Venons-en maintenant à la politique. Voici cinq articles très éclairants. Un vient de Suisse et déclare que le gouvernement tchadien était au courant et deux autres sont - enfin - des entrevues avec Breteau et le médecin embastillé. Selon ces deux articles - ils annoncent qu’ils en fourniront les preuves - le gouvernement français, les politiques étaient au courant. Le plus étonnant pourrait être la lettre à Rachida Dati du mois d’août car tout y est dit. Qu’a fait le ministère de la justice ? Dans cette lettre, on voit qu’il y a des parrains prestigieux et que l’information a été diffusée nationalement notamment par TF1. Ce qui devrait nous étonner c’est l’étonnement du gouvernement français. Ce qui devrait nous étonner c’est de faire croire qu’ils (les ministres et le président) tombent des nues. Ce qui devrait nous étonner c’est que Rachida Dati n’ait ni agi ni parlé ensuite. Or, on voit que notre président a emmené Rachida Dati aux Etats-Unis deux fois (vacances, visite officielle), qu’il l’a emmenée au Maroc et surtout en Chine et là sans Rama Yade. La justice a un modèle à prendre au Maroc ou en Chine ou en a un à proposer à la Chine pour justifier sa présence ? On voit surtout qu’elle est la protégée du président.
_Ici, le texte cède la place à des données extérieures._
PR #541, opened 2026-09-14
docs(research): record the competitive reading behind the current fixes

gjija:
## Summary

Adds `docs/research/competitive-analysis.md`: implementation-level notes from reading seven crawling, scraping and browser-automation projects at pinned commits.

## Motivation

Two of the fixes opened alongside this apply ideas from other projects. Without somewhere to record *which* ideas, from *what commit*, and *why the constraint applies to crw*, that reasoning lives only in a PR description and a rejected idea gets re-proposed every six months.

## Research

| Project | Commit | License |
|---|---|---|
| `apify/crawlee` | `3a248f4c0b18230310d46c7dd9dfefadb9c4b87e` | Apache-2.0 |
| `D4Vinci/Scrapling` | `48da61d1ee85cea7bbbdff013d98c90602e1d93f` | BSD-3-Clause |
| `unclecode/crawl4ai` | `862f6bccb9c063f49b9d42701baa0eea17a4993f` | Apache-2.0 |
| `firecrawl/firecrawl` | `5e57a065ac4d958399b70d11bd5fdf167bc723a3` | AGPL-3.0 (root) — `apps/api/package.json` declares ISC, contradicting it; noted in the doc |
| `ultrafunkamsterdam/nodriver` | `a71cda374651d13815a42c5eeb61af04a711eaa7` | AGPL-3.0 |
| `Kaliiiiiiiiii-Vinyzu/patchright` | `26ab9ae74516a68077f218b5de763d85be9f6d5a` | Apache-2.0 |
| `daijro/camoufox` | `571e416ac1ee52f055afc1f4e2e8ccd2b8d2ec17` | MPL-2.0 |

Every entry answers the question that actually matters — not "does this project do something clever" but **"does the constraint that made them build it also exist in crw"** — with a citation into this tree either way. READMEs were not treated as evidence.

**Nothing was copied.** crw is AGPL-3.0; each project's license and the obligations it would attach (Apache-2.0 NOTICE, BSD-3 attribution, MPL-2.0 file-level copyleft) is recorded, and none was incurred because no source was taken. Mechanisms are described in prose precisely enough to reimplement; the reimplementation is original.

Two honesty notes carried in the doc. Firecrawl's real main-content extractor is an external package **not in the public repo**, so conclusions about it are drawn from the in-tree cheerio fallback and from call sites, and are marked as such. And the browser-automation reading was scoped to robustness, process-leak avoidance and internal configuration consistency — techniques aimed at defeating an explicit access-control decision were out of scope and are not recorded.

## Changes

One new file, `docs/research/competitive-analysis.md`. Sections: repositories read; where crw is already ahead; ideas adopted; ideas adapted; ideas rejected with reasons; ranked future work; benchmark methodology.

It records what crw is **ahead** on as well as the gaps — browser context pooling, signal-robust process-group teardown, resource interception, table normalization and per-field evidence all came back with nothing to adopt, and the navigation-lifecycle axis came back empty entirely. That is a result worth keeping, not a gap to hide.

## Performance

**No benchmark numbers, deliberately.** This work produced none. The changes it accompanies are correctness fixes and none carries a performance claim. The future-work items that would move scrape success or recall are marked as needing measured before/after against the frozen corpus — which `AGENTS.md` requires before merge, not after. The doc says so explicitly rather than leaving a blank section or inventing numbers.

## Testing

`bash scripts/docs-guards.sh` — all 6 guards pass. `bash scripts/check-doc-links.sh` — 64 files scanned, 50 known slugs, no broken internal links.

## Compatibility

None. Documentation only, no code.

The file lives outside `docs/docs/` deliberately: it is engineering notes, not a page of the docs site, so it is not in `site.config.js` and generates no HTML. Per `docs/AGENTS.md` that also means there is nothing to regenerate. Say the word if you'd rather it live elsewhere (`docs/adr/`, or a root `RESEARCH.md`) and I'll move it.

## Risks

It dates. The ranked future-work list is the part most likely to go stale, and the commit SHAs pin what was read but not what those projects do now.

## Future work

The doc's own ranked list, briefly: deterministic CSS/XPath schema extraction (removes the LLM key from the structured-extraction critical path — both engines are already in-tree); per-node content pruning as one more rung in the existing quality ladder, benchmark-gated; concurrent crawl dispatch (`run_crawl` builds a semaphore and then awaits each fetch inline, so real concurrency is 1 and `max_concurrency` is inert — the identical bug was already found and fixed in the `/map` path, with the reasoning recorded in-file); an overall crawl deadline; proxy health scoring; adaptive per-host pacing.


gjija:
recheck

us:
Closing this one for a different reason than the rest of the series. The reading behind these fixes is genuinely useful, but it is already captured where it gets read: in each PR description and in the code comments at the call sites that act on it. A standalone 300-line research document in the tree goes stale the first time one of those seven upstreams refactors, and nothing in CI can tell us when that happens. The content stays available on this PR if we want to point at it later. Nothing against the work, we just do not want it as a tracked file. Thanks for writing it up.

PR #542, opened 2026-09-14
fix(crawl): honour robots rules keyed on the query, and fix two parser bugs

gjija:
## Summary

Three robots.txt defects, all in the **fail-open** direction — each one let the crawl fetch something the site had forbidden.

## Motivation

**1. `run_crawl` matched on the path only.** It called `robots.is_allowed(parsed.path())`, dropping the query. Rules keyed on a query string therefore matched nothing. Hacker News disallows `/hide?`, `/vote?` and `/reply?`; `/hide?id=1` was fetched anyway.

The query-aware `is_url_allowed` already exists, its doc comment describes this exact failure using that exact example, and `discover_urls` already uses it. The crawl — the surface that actually fetches at volume — was never updated.

**2. Consecutive `User-agent:` lines lost all but the last.** RFC 9309 §2.2.1: a run of agent lines heads **one** group, and the group applies if any of them matches. Reading the flag from the last line alone discarded the rules of a very common shape:

```
User-agent: *
User-agent: BadBot
Disallow: /
```

The last agent is not us, so a site-wide `Disallow` addressed to us via `*` was thrown away.

**3. `directive_value` sliced the original line at an offset validated against a lowercased copy.** `to_lowercase` is full Unicode and does not preserve byte length — `İ` U+0130 is 2 bytes and lowercases to 3, `K` U+212A is 3 bytes and lowercases to 1 — so the offset could land past the end of the line or mid-character and panic on remote attacker-controlled input.

To be precise about severity: **no live panic was reachable.** None of the four prefixes in use (`user-agent:`, `sitemap:`, `disallow:`, `allow:`) contains a letter with a length-changing uppercase mapping. It became a remote panic the day someone added a prefix containing `k`.

This is politeness and legal exposure, not a performance nit.

## Changes

- `crawl.rs` — one line: `is_allowed(parsed.path())` → `is_url_allowed(&parsed)`.
- `robots.rs` — track whether the previous directive was also a `User-agent:`, so a run of them forms one group. `Sitemap:` is a non-group record (§2.2.3) and may appear between agent lines, so it deliberately does **not** close the run.
- `robots.rs` — compare the directive prefix in place with `eq_ignore_ascii_case`, which is byte-length-preserving by construction; `get` returns `None` instead of panicking on a mid-character split. The per-line allocation goes away as a side effect.

## Reliability

All three failure modes were "we fetched a URL the site told us not to". Nothing here can cause a page to be *missed* that was previously fetched, except where the site explicitly forbade it.

## Performance

No claim. One allocation per `robots.txt` line disappears; `robots.txt` is fetched once per crawl, so this is not worth measuring and none was done.

## Testing

- `cargo test -p crw-crawl` — 428 unit + all integration targets pass

The integration test counts requests to the disallowed path with `.expect(0)`, so a crawl that ignores the rule fails on the **count** rather than on an absence. **Verified to fail on the parent commit** ("a page disallowed by a query-keyed robots rule was crawled").

Unit tests cover: both group shapes (`*` first and our name last); that a rule line closes an agent run while a sitemap line does not; that a fresh group does not inherit the previous group's match; the length-changing Unicode characters that would have tripped the old slicing; and that directive prefixes stay case-insensitive after the rewrite.

The pre-existing `robots_multiple_user_agents` integration test, which pins that a `Googlebot`-only group must not bind us, stays green — blank-line-separated groups behave as before.

## Compatibility

Behaviour change on purpose: crawls of sites using query-keyed rules or multi-agent group headers will now skip URLs they previously fetched. No API or config surface changes.

## Risks

The group-run change is the one to look at hardest. A `robots.txt` whose author intended two separate groups but omitted a rule line between the agent headers now sees them merged — which is what RFC 9309 mandates, but it is a behaviour change on parsing input we do not control.

## Future work

Deliberately not changed, because both alter *which* rules apply rather than whether they are read at all, and each wants its own decision:

- Agent matching is `contains("crw")`, so a group naming a different bot whose token contains that substring would bind us.
- Rules from every matching group are merged into one list and compete on pattern length, rather than the single most specific group being selected as §2.2.1 requires.
- `RobotsTxt::fetch` returns an empty (allow-everything) ruleset for **any** non-2xx, including 5xx and transport errors. RFC 9309 §2.3.1.3 says an unreachable robots.txt should mean the site is fully disallowed, and the rest of this codebase fails closed. Changing it would make crawls of sites with flaky robots.txt start failing, so it needs its own PR and a deliberate call.
- `Crawl-delay` is never parsed, and `per_host_min_interval_ms` is a documented config field that nothing reads.


gjija:
recheck

us:
Superseded by #546. Verified against the consolidated branch: the query-aware robots check, the consecutive `User-agent:` grouping, the `Sitemap:` non-group record handling and the `directive_value` byte-length fix are all there, together with all seven tests from this PR. #546 goes further and replaces the substring `contains("crw")` agent match with exact product-token precedence. Review continues in #546.

PR #543, opened 2026-09-14
fix(renderer): remove self-deadlock and panic paths in the browser context pool

gjija:
## Summary

Three concurrency-correctness defects in `BrowserContextPool`
(`crates/crw-renderer/src/browser_pool.rs`), all on paths that run during
cancellation or shutdown. Three separate commits, so any one can be reverted
without the others.

1. `acquire()` could **self-deadlock** on a stale non-`Idle` slot.
2. `dec_inflight_and_notify` used a **non-atomic check-then-act**, so it could
   produce exactly the `usize::MAX` wraparound its own comment says it prevents.
3. `PoolGuard::drop` **unwrapped a poisoned mutex**, violating the panic-free
   invariant the module documents for that path.

No happy-path behaviour change, no public API change.

### 1. Self-deadlock in `acquire()` — the significant one

```rust
let conn = match &s.lock().unwrap().state {
    SlotState::Idle { conn, .. } => conn.clone(),
    _ => {
        self.mark_slot_dead_and_drop(&s);   // re-locks the same StdMutex
        continue;
    }
};
```

A temporary in a `match` scrutinee lives until the end of the whole `match` —
edition 2024's rescoping (RFC 3606) covers `if let`, not `match` — so the `_`
arm still held the `MutexGuard` when it called `mark_slot_dead_and_drop`, which
locks the same non-reentrant `StdMutex`.

That blocks an **OS thread**, not a future: it parks a tokio worker permanently
and strands the `OwnedSemaphorePermit` the caller already holds, so the pool
loses a slot for the life of the process.

**The `_` arm is reachable, not dead code.** `acquire()` pops the slot from the
idle deque (releasing `idle`); `shutdown()` phase 3 reaches the same slot
through `all_slots` and `take_conn()`s it to `Closing`. `inflight` is not
incremented until after this block, so the drain loop can observe zero and enter
phase 3 while an acquire is mid-flight — no nanosecond race required. And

Ceci explique peut-être cela.
Tous ces éléments n’exonèrent en rien cette association si elle a commis des actes condamnables et surtout fait plus de mal que de bien, mais ils apportent un éclairage très intéressant montrant d’un côté que certains se sont précipités à la condamnation dure, rapide et définitive de cette association sans attendre et d’un autre côté que pour une partie il est légitime de se demander si ce n’est pas pour des intérêts cachés (presses, humanitaires et politiques) qu’il y a eu cet acharnement d’un tout trouvé bouc émissaire à des erreurs partagées. Cela pourrait aussi ensuite expliquer que les membres de cette association aient peut-être agi ainsi se croyant suivis par les politiques qu’ils disent avoir avertis, ce qui les aurait maintenus dans un aveuglement coupable. A suivre de plus près et avec un regard plus critique que la facile condamnation.